The whine of steam made it difficult to hear even the lightest of whispers. Though, they were there. For this to have been the boilier room, freshly tended to, there was a cold feel to it, hollow. Egeria smiled, standing there. Lithe arms draped and clasped before her, hanging loose and near against the front pockets of her apron. “Abraham, oh speak up you wicked thing. I can't hear you. Come, I'm famished. Lets visit the lunch cart or find our way back to that pub.” She moved to meet him halfway, holding her hand out to catch his own as she passed.
With a brief grin to himself, he allowed his hand to be taken, and then pulled her towards him, planting his lips upon hers, and his hands wandering where they probably shouldn't have.
Swift hands swatted at him furiously once the familiarity of her lover's lips had been replaced by the all too, and unfortunately familiar, lips of Octavius. From her apron between them, she extracted her shears. “Touch me again and I shall scream. Touch me after that, and I will slit your throat before the others will hear *you* scream. What are you doing here, come to be rid of an eye?”
“Not at all, my child. Tell me, how is that new wardrobe you promised me coming along.” With a smirk, he stepped away from her once the shears made their appearance. “And my, what a rude greeting.”
The implements were held out between them, “then go first to parlor and I will follow you there. I've only a frock from Rome, just in, for you today. If you will comply, you may have – and you would do well to be on your way shortly thereafter.” The sharpened tip of the shears indicated where he ought to take his path, towards the stairs, and quickly.
“Ah, but there's another matter, dear child, and one which you might not want to speak upon in range of the good Madame Renault's ears.”
“I have no intent upon speaking to you, so the widow's ears are none of my concern, Octavius.”
“Ah, but I think you might change your mind, regarding this particular subject, my dear.”
“You've spoken for me and what you deem to be my better interests long enough, Octavius.
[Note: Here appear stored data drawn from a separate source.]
PR #3531, opened 2022-01-28
collect: ensure correct selector for type

mattnibs:
With canonical unions the collect aggregation was not deriving the
correct selector index for a union of values since the type order may be
rearranged when the zed.Context creates the union type. Fix this and add
a lookup table to zed.TypeUnion so it's easier to find a type's
selector.

### DIFF
--- a/context.go
+++ b/context.go
@@ -184,6 +184,24 @@ func (c *Context) LookupTypeUnion(types []Type) *TypeUnion {
 	return typ
 }
 
+func (c *Context) LookupTypeOfValues(vals []Value) Type {
+	if len(vals) == 0 {
+		return TypeNull
+	}
+	var types []Type
+	m := make(map[Type]struct{})
+	for _, val := range vals {
+		if _, ok := m[val.Type]; !ok {
+			m[val.Type] = struct{}{}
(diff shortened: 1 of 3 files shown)


context.go
```diff
@@ -184,6 +184,24 @@ func (c *Context) LookupTypeUnion(types []Type) *TypeUnion {
 	return typ
 }
 
+func (c *Context) LookupTypeOfValues(vals []Value) Type {
```
nwt, line 187: I don't think I buy that this belongs here. I'd leave it in `expr/agg/collect.go` unless you plan to use it elsewhere, in which case putting it here seems fine for now.

nwt (approved):

context.go
mattnibs: Yeah I'd prefer to keep this since I'm working on `into` and this will be needed there as well. Or perhaps it could go elsewhere? In `analyze.go` we duplicate this same logic but can't use it since values or not zed.Values. I'm also imaging this same problem will show up whenever you're constructing maps/arrays/sets.

nwt: Let's keep it here for now then. I'm sure its proper home will eventually be apparent.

I will not allow for that mistake to be made twice either.” A narrow of pale eyes set upon him, she motioned once more by the tip of the wicked blades that he ought to consider making his way to the stairs while his facilities were still of his person.
“It regards your parents,” he said smoothly, undeterred by the blades.
“I have none now. My mother is dead and my father, hopefully he drowned himself in his own nets.” Her hand dropped, off to the side though clutching cold metal still. Egeria looked away, a moment to the boilier, then back again. “Tell me, is the old man dead?”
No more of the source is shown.